Data science: Website traffic analysis with R

Overview of the News From Nan website

Since 1998 we have maintained a family-oriented, WordPress website: The site consists of over 200 posts and 20 pages.

News From Nan home page
News From Nan home page

The site content has attached tag and category metadata. Example categories are history, news, and travel. Example tags are hiking and biking (two of our favorite activities), and California (where we live) and Minnesota (where some of our family lives).

Overview of the data analysis project

We recently completed a project that analyzed the popularity of content in various categories and with various tags. Popularity was measured by total hits over a one-month time interval.

Two sets of data were collected from the WordPress site to perform the analysis:

    • An export of the site content in XML format
    • Content hits counts gathered by the WP Statistics plugin in CSV format

Once the data was collected, a Python data wrangling script merged the two sets together to produce a single CSV file with the following columns:

  • id
  • url
  • type of post (page or post)
  • author
  • categories attached
  • tags attached
  • total number of hits

The merged CSV file was then used as input to an R script executed by RStudio. The entire implementation process is illustrated below.

image of Implementation Process
Implementation Process

Histogram of the hits-count

The first step in the analysis was to plot a histogram of the hits-count to see the distribution of hits over all pages and posts.


image of Histogram of hits for all pages and posts
Histogram of hits for all pages and posts

The above chart shows that a small number of pages/posts gets most of the hits.

Looking at which categories are most popular

In this study we looked at which categories are the most popular. Below is a plot of total number of hits by category that shows which category is the most popular.

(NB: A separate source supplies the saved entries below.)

PR #38, opened 2023-03-13
Add proxy_log_destination ABI

vikaschoudhary16:
This new ABI will help in usecase where it is intended to separate logs from the plugins based on the domain for example audit logs.
xref: https://github.com/envoyproxy/envoy/issues/22669

Issue #36, opened 2022-11-22
Inconsistency between the spec and implementation. 


butterunderflow:
Hello, I'm a newcomer to proxy-wasm.

It seems there has been some inconsistency between the spec and implementation.
For example, the host interface `proxy_get_map_value` is not used in [Go SDK](https://github.com/tetratelabs/proxy-wasm-go-sdk) nor [Rust SDK](https://github.com/proxy-wasm/proxy-wasm-rust-sdk), they use  `proxy_get_header_map_value` instead. [For example](https://github.com/tetratelabs/proxy-wasm-go-sdk/blob/fcfdccc0150019ff006cc5ff3c932dbe2b5ec080/proxywasm/internal/abi_hostcalls.go#L44). 

Is this intentional or is it a choice of implementations?

codefromthecrypt:
ran into another one today: proxy_send_http_response here, but proxy_send_local_response in the impls. For example, https://github.com/proxy-wasm/proxy-wasm-cpp-host/blob/d32cb05cb666216db5e1a383c1ffa2c1aeec19bb/include/proxy-wasm/wasm_api_impl.h#L98

mathetake:
I am closing this issue, but please refer to https://github.com/proxy-wasm/spec/pull/39#issuecomment-1577876577 for the context!

PR #40, opened 2023-06-06
Deletes unimplemented vNEXT doc.

mathetake:
As a part of the project overhaul following the discussion in https://github.com/proxy-wasm/spec/pull/38#issuecomment-1577831426, 
this commit deletes the never-implemented vNEXT ABI documentation 
which has caused confusion to users and those willing to contribute.

The latest ["implemented" specification version is `v0.2.1`](https://github.com/proxy-wasm/proxy-wasm-cpp-host/blob/master/src/wasm.cc#L128-L131), and the proper 
documentation of v0.2.1 will be added to this repository as a follow-up PR.


mathetake:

Image of Plot of total hits by category
Plot of total hits by category

The plot shows that the most popular category is “family history.” The category consists of a series of posts we created to describe the history of various branches of our family history and ancestry. If we look at a list of the top few pages, we see confirmation of this.

image of Pages in hits order
Pages in hits order

At the top of the list are the Dienst and Nuss families. We have been contacted many times by distant relatives that have found a connection to us by looking at these pages.

Planning future projects

In a future study, we plan to look at how tags affect post popularity (the tags describe the posts in greater detail than the categories do).